* **Try it**
Repeat the full listing, word for word.

*** Begin section ***

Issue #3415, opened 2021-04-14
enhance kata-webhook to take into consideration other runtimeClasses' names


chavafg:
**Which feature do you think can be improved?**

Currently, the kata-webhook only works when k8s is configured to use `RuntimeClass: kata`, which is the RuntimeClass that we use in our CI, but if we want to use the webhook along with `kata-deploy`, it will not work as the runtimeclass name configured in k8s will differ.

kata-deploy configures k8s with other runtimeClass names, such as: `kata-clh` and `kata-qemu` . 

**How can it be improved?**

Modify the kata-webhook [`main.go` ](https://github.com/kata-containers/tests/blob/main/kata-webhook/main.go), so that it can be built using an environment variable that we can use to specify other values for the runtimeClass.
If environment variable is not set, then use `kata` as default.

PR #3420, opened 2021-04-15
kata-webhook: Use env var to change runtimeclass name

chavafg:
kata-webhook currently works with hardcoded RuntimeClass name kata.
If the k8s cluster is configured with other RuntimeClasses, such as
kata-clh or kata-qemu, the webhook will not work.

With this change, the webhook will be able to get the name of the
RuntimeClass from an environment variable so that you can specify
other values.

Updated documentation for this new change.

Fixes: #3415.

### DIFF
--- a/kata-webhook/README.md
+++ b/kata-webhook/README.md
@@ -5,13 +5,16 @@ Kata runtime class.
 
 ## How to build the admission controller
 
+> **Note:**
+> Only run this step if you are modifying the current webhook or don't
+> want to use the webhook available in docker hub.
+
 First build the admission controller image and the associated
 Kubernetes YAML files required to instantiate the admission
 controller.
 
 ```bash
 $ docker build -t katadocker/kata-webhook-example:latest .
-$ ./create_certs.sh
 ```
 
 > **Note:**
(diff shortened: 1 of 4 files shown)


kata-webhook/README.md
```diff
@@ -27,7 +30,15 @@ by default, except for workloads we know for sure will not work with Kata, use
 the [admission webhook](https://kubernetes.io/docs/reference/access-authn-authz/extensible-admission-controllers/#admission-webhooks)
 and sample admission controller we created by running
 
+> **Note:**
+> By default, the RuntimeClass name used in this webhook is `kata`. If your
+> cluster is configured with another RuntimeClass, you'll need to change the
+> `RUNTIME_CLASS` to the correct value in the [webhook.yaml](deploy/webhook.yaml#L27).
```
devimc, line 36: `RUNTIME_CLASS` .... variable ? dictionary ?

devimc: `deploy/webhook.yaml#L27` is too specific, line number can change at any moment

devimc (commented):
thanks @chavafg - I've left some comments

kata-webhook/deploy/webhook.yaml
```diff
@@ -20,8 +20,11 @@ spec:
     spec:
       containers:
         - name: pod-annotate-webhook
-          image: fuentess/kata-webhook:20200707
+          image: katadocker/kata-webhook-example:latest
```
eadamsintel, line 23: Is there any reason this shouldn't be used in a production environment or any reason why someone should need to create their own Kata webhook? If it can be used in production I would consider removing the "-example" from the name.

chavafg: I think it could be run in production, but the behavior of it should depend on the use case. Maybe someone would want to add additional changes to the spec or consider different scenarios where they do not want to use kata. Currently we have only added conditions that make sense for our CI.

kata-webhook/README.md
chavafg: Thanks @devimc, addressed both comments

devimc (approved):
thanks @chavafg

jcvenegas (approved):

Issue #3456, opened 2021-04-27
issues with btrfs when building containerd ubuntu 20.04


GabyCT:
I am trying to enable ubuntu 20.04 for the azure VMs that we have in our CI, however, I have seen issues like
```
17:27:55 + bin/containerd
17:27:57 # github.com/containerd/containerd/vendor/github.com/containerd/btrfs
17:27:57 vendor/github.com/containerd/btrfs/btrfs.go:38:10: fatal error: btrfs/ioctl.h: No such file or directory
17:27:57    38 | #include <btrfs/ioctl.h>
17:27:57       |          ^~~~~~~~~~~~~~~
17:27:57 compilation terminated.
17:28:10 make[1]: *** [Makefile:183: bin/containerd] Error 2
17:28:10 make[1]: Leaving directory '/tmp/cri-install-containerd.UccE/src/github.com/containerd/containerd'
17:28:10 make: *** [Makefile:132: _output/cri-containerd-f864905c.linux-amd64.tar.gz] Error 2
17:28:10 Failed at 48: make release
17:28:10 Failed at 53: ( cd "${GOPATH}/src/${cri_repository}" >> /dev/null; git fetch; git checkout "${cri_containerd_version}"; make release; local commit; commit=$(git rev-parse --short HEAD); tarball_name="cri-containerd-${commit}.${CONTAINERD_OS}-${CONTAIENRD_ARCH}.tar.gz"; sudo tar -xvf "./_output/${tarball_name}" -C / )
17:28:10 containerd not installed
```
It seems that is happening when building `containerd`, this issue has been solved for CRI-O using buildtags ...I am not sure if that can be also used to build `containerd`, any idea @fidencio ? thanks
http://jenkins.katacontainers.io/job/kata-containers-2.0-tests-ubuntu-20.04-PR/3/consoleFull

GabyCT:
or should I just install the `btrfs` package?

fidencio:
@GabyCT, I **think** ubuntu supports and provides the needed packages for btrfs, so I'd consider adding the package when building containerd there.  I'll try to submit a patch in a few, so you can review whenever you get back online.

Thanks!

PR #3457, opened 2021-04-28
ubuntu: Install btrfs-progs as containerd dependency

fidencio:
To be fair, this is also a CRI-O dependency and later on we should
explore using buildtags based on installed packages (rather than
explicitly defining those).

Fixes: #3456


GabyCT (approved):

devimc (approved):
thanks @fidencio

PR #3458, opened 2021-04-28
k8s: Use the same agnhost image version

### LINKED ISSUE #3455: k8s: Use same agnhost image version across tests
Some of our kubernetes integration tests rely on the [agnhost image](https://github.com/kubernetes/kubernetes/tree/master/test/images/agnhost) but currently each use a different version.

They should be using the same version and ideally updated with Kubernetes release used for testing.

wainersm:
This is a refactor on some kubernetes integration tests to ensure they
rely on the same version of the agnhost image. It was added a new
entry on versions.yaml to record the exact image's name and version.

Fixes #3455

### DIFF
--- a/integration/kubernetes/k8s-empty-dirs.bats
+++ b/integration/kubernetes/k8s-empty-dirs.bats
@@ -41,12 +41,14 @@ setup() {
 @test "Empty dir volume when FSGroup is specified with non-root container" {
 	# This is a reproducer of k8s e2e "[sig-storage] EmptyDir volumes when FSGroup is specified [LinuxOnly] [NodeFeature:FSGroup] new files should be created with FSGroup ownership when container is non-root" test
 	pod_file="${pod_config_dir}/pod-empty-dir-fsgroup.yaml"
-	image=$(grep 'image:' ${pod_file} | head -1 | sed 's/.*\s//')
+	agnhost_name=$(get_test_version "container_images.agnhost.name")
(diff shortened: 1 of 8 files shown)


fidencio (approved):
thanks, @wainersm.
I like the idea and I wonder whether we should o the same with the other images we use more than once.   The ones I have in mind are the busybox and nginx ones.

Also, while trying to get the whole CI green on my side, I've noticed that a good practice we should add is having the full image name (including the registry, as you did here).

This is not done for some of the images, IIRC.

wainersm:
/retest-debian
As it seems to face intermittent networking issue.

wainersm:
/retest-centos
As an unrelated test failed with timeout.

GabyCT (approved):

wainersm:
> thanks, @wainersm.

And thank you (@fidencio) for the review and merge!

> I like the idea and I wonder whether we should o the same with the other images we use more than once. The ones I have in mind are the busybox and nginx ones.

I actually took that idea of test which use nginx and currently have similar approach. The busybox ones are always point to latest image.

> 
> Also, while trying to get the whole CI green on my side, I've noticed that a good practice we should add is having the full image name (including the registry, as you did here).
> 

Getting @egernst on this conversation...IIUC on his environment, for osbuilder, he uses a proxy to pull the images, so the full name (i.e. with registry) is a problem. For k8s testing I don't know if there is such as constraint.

*** End section ***

* **Answer box**
Issue #3415, opened 2021-04-14
enhance kata-webhook to take into consideration other runtimeClasses' names


chavafg:
**Which feature do you think can be improved?**

Currently, the kata-webhook only works when k8s is configured to use `RuntimeClass: kata`, which is the RuntimeClass that we use in our CI, but if we want to use the webhook along with `kata-deploy`, it will not work as the runtimeclass name configured in k8s will differ.

kata-deploy configures k8s with other runtimeClass names, such as: `kata-clh` and `kata-qemu` . 

**How can it be improved?**

Modify the kata-webhook [`main.go` ](https://github.com/kata-containers/tests/blob/main/kata-webhook/main.go), so that it can be built using an environment variable that we can use to specify other values for the runtimeClass.
If environment variable is not set, then use `kata` as default.

PR #3420, opened 2021-04-15
kata-webhook: Use env var to change runtimeclass name

chavafg:
kata-webhook currently works with hardcoded RuntimeClass name kata.
If the k8s cluster is configured with other RuntimeClasses, such as
kata-clh or kata-qemu, the webhook will not work.

With this change, the webhook will be able to get the name of the
RuntimeClass from an environment variable so that you can specify
other values.

Updated documentation for this new change.

Fixes: #3415.

### DIFF
--- a/kata-webhook/README.md
+++ b/kata-webhook/README.md
@@ -5,13 +5,16 @@ Kata runtime class.
 
 ## How to build the admission controller
 
+> **Note:**
+> Only run this step if you are modifying the current webhook or don't
+> want to use the webhook available in docker hub.
+
 First build the admission controller image and the associated
 Kubernetes YAML files required to instantiate the admission
 controller.
 
 ```bash
 $ docker build -t katadocker/kata-webhook-example:latest .
-$ ./create_certs.sh
 ```
 
 > **Note:**
(diff shortened: 1 of 4 files shown)


kata-webhook/README.md
```diff
@@ -27,7 +30,15 @@ by default, except for workloads we know for sure will not work with Kata, use
 the [admission webhook](https://kubernetes.io/docs/reference/access-authn-authz/extensible-admission-controllers/#admission-webhooks)
 and sample admission controller we created by running
 
+> **Note:**
+> By default, the RuntimeClass name used in this webhook is `kata`. If your
+> cluster is configured with another RuntimeClass, you'll need to change the
+> `RUNTIME_CLASS` to the correct value in the [webhook.yaml](deploy/webhook.yaml#L27).
```
devimc, line 36: `RUNTIME_CLASS` .... variable ? dictionary ?

devimc: `deploy/webhook.yaml#L27` is too specific, line number can change at any moment

devimc (commented):
thanks @chavafg - I've left some comments

kata-webhook/deploy/webhook.yaml
```diff
@@ -20,8 +20,11 @@ spec:
     spec:
       containers:
         - name: pod-annotate-webhook
-          image: fuentess/kata-webhook:20200707
+          image: katadocker/kata-webhook-example:latest
```
eadamsintel, line 23: Is there any reason this shouldn't be used in a production environment or any reason why someone should need to create their own Kata webhook? If it can be used in production I would consider removing the "-example" from the name.

chavafg: I think it could be run in production, but the behavior of it should depend on the use case. Maybe someone would want to add additional changes to the spec or consider different scenarios where they do not want to use kata. Currently we have only added conditions that make sense for our CI.

kata-webhook/README.md
chavafg: Thanks @devimc, addressed both comments

devimc (approved):
thanks @chavafg

jcvenegas (approved):

Issue #3456, opened 2021-04-27
issues with btrfs when building containerd ubuntu 20.04


GabyCT:
I am trying to enable ubuntu 20.04 for the azure VMs that we have in our CI, however, I have seen issues like
```
17:27:55 + bin/containerd
17:27:57 # github.com/containerd/containerd/vendor/github.com/containerd/btrfs
17:27:57 vendor/github.com/containerd/btrfs/btrfs.go:38:10: fatal error: btrfs/ioctl.h: No such file or directory
17:27:57    38 | #include <btrfs/ioctl.h>
17:27:57       |          ^~~~~~~~~~~~~~~
17:27:57 compilation terminated.
17:28:10 make[1]: *** [Makefile:183: bin/containerd] Error 2
17:28:10 make[1]: Leaving directory '/tmp/cri-install-containerd.UccE/src/github.com/containerd/containerd'
17:28:10 make: *** [Makefile:132: _output/cri-containerd-f864905c.linux-amd64.tar.gz] Error 2
17:28:10 Failed at 48: make release
17:28:10 Failed at 53: ( cd "${GOPATH}/src/${cri_repository}" >> /dev/null; git fetch; git checkout "${cri_containerd_version}"; make release; local commit; commit=$(git rev-parse --short HEAD); tarball_name="cri-containerd-${commit}.${CONTAINERD_OS}-${CONTAIENRD_ARCH}.tar.gz"; sudo tar -xvf "./_output/${tarball_name}" -C / )
17:28:10 containerd not installed
```
It seems that is happening when building `containerd`, this issue has been solved for CRI-O using buildtags ...I am not sure if that can be also used to build `containerd`, any idea @fidencio ? thanks
http://jenkins.katacontainers.io/job/kata-containers-2.0-tests-ubuntu-20.04-PR/3/consoleFull

GabyCT:
or should I just install the `btrfs` package?

fidencio:
@GabyCT, I **think** ubuntu supports and provides the needed packages for btrfs, so I'd consider adding the package when building containerd there.  I'll try to submit a patch in a few, so you can review whenever you get back online.

Thanks!

PR #3457, opened 2021-04-28
ubuntu: Install btrfs-progs as containerd dependency

fidencio:
To be fair, this is also a CRI-O dependency and later on we should
explore using buildtags based on installed packages (rather than
explicitly defining those).

Fixes: #3456


GabyCT (approved):

devimc (approved):
thanks @fidencio

PR #3458, opened 2021-04-28
k8s: Use the same agnhost image version

### LINKED ISSUE #3455: k8s: Use same agnhost image version across tests
Some of our kubernetes integration tests rely on the [agnhost image](https://github.com/kubernetes/kubernetes/tree/master/test/images/agnhost) but currently each use a different version.

They should be using the same version and ideally updated with Kubernetes release used for testing.

wainersm:
This is a refactor on some kubernetes integration tests to ensure they
rely on the same version of the agnhost image. It was added a new
entry on versions.yaml to record the exact image's name and version.

Fixes #3455

### DIFF
--- a/integration/kubernetes/k8s-empty-dirs.bats
+++ b/integration/kubernetes/k8s-empty-dirs.bats
@@ -41,12 +41,14 @@ setup() {
 @test "Empty dir volume when FSGroup is specified with non-root container" {
 	# This is a reproducer of k8s e2e "[sig-storage] EmptyDir volumes when FSGroup is specified [LinuxOnly] [NodeFeature:FSGroup] new files should be created with FSGroup ownership when container is non-root" test
 	pod_file="${pod_config_dir}/pod-empty-dir-fsgroup.yaml"
-	image=$(grep 'image:' ${pod_file} | head -1 | sed 's/.*\s//')
+	agnhost_name=$(get_test_version "container_images.agnhost.name")
(diff shortened: 1 of 8 files shown)


fidencio (approved):
thanks, @wainersm.
I like the idea and I wonder whether we should o the same with the other images we use more than once.   The ones I have in mind are the busybox and nginx ones.

Also, while trying to get the whole CI green on my side, I've noticed that a good practice we should add is having the full image name (including the registry, as you did here).

This is not done for some of the images, IIRC.

wainersm:
/retest-debian
As it seems to face intermittent networking issue.

wainersm:
/retest-centos
As an unrelated test failed with timeout.

GabyCT (approved):

wainersm:
> thanks, @wainersm.

And thank you (@fidencio) for the review and merge!

> I like the idea and I wonder whether we should o the same with the other images we use more than once. The ones I have in mind are the busybox and nginx ones.

I actually took that idea of test which use nginx and currently have similar approach. The busybox ones are always point to latest image.

> 
> Also, while trying to get the whole CI green on my side, I've noticed that a good practice we should add is having the full image name (including the registry, as you did here).
> 

Getting @egernst on this conversation...IIUC on his environment, for osbuilder, he uses a proxy to pull the images, so the full name (i.e. with registry) is a problem. For k8s testing I don't know if there is such as constraint.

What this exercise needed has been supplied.